BEGIN

PR #14697, opened 2026-03-11
fixed window management and icon consistency for linux platforms

yahya94812:
**Desktop, linux: fixed WM class handling for consistent window management and icon handling**

### Problem

On Linux, the Joplin taskbar/dock icon was **not visible at all** when the application was running, despite the application itself opening correctly as a single window. This happened because the desktop environment could not match the running window back to its `.desktop` launcher entry — causing it to treat the running window as an unrecognized orphan with no icon to associate with.

The root cause was a combination of two issues:

1. **Wrong `.desktop` filename** — the file was named `appimagekit-joplin.desktop`, this name does not follow XDG conventions and is not reliably matched by desktop environments.

2. **WM class mismatch** — Joplin broadcasts a different WM class depending on the display protocol. On Wayland it announces `@joplin/app-desktop`, while on X11 it announces `Joplin`. The `.desktop` file had no `StartupWMClass` that could consistently match both, so the window manager failed to link the running window to its launcher entry in either session — resulting in the icon never appearing in the dock or taskbar while the app was running.

### What Changed

- **Renamed `.desktop` file** from `appimagekit-joplin.desktop` to `joplin.desktop`, aligning it with XDG spec conventions and ensuring the desktop environment can reliably discover and match the launcher entry. The file is placed under `~/.local/share/applications/` as the correct location for a user-installed AppImage.

- **Forced Electron to run under X11/XWayland** by passing `--ozone-platform=x11` and setting `ELECTRON_OZONE_PLATFORM_HINT=x11` in the `Exec` line. This normalizes the WM class to `Joplin` across both X11 and Wayland sessions, eliminating the per-protocol inconsistency entirely.

- **Set `StartupWMClass=Joplin`** to match the WM class that Joplin now consistently broadcasts under XWayland, so the window manager can always link the running window back to the `.desktop` entry — restoring correct icon display and taskbar grouping.

### Trade-offs

Forcing XWayland means Joplin does not run as a native Wayland client. For a note-taking application this has no practical impact on the user experience, and it is the correct trade-off to guarantee a visible, stable icon and consistent window management across all Linux desktop environments.


personalizedrefrigerator:
> On Linux, the Joplin taskbar/dock icon was not visible at all when the application was running, despite the application itself opening correctly as a single window.

Which desktop environment is experiencing the issue?

For comparison, the icon is rendered correctly in GNOME 49 Classic/Wayland:

screenshot: GNOME Classic session, Joplin icon renders correctly


**Edit**: Depending on the cause of the issue, upgrading Electron to a version that includes [this change](https://github.com/electron/electron/pull/49290) might also help.

> For a note-taking application this has no practical impact on the user experience,

Impacts include:
- No touchpad pinch zooming in plugins/views that support it (e.g. "Freehand Drawing").
- Possible blurriness on some display types in certain desktop environments (ref: https://github.com/linuxmint/wayland/issues/37).

laurent22:
Hello, please confirm you'd liek to complete this PR

laurent22:
Closed stale PR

END

### Exercise description
Character for character, reproduce all of the lines above.

### Completed exercise
PR #14697, opened 2026-03-11
fixed window management and icon consistency for linux platforms

yahya94812:
**Desktop, linux: fixed WM class handling for consistent window management and icon handling**

### Problem

On Linux, the Joplin taskbar/dock icon was **not visible at all** when the application was running, despite the application itself opening correctly as a single window. This happened because the desktop environment could not match the running window back to its `.desktop` launcher entry — causing it to treat the running window as an unrecognized orphan with no icon to associate with.

The root cause was a combination of two issues:

1. **Wrong `.desktop` filename** — the file was named `appimagekit-joplin.desktop`, this name does not follow XDG conventions and is not reliably matched by desktop environments.

2. **WM class mismatch** — Joplin broadcasts a different WM class depending on the display protocol. On Wayland it announces `@joplin/app-desktop`, while on X11 it announces `Joplin`. The `.desktop` file had no `StartupWMClass` that could consistently match both, so the window manager failed to link the running window to its launcher entry in either session — resulting in the icon never appearing in the dock or taskbar while the app was running.

### What Changed

- **Renamed `.desktop` file** from `appimagekit-joplin.desktop` to `joplin.desktop`, aligning it with XDG spec conventions and ensuring the desktop environment can reliably discover and match the launcher entry. The file is placed under `~/.local/share/applications/` as the correct location for a user-installed AppImage.

- **Forced Electron to run under X11/XWayland** by passing `--ozone-platform=x11` and setting `ELECTRON_OZONE_PLATFORM_HINT=x11` in the `Exec` line. This normalizes the WM class to `Joplin` across both X11 and Wayland sessions, eliminating the per-protocol inconsistency entirely.

- **Set `StartupWMClass=Joplin`** to match the WM class that Joplin now consistently broadcasts under XWayland, so the window manager can always link the running window back to the `.desktop` entry — restoring correct icon display and taskbar grouping.

### Trade-offs

Forcing XWayland means Joplin does not run as a native Wayland client. For a note-taking application this has no practical impact on the user experience, and it is the correct trade-off to guarantee a visible, stable icon and consistent window management across all Linux desktop environments.


personalizedrefrigerator:
> On Linux, the Joplin taskbar/dock icon was not visible at all when the application was running, despite the application itself opening correctly as a single window.

Which desktop environment is experiencing the issue?

For comparison, the icon is rendered correctly in GNOME 49 Classic/Wayland:

screenshot: GNOME Classic session, Joplin icon renders correctly


**Edit**: Depending on the cause of the issue, upgrading Electron to a version that includes [this change](https://github.com/electron/electron/pull/49290) might also help.

> For a note-taking application this has no practical impact on the user experience,

Impacts include:
- No touchpad pinch zooming in plugins/views that support it (e.g. "Freehand Drawing").
- Possible blurriness on some display types in certain desktop environments (ref: https://github.com/linuxmint/wayland/issues/37).

laurent22:
Hello, please confirm you'd liek to complete this PR

laurent22:
Closed stale PR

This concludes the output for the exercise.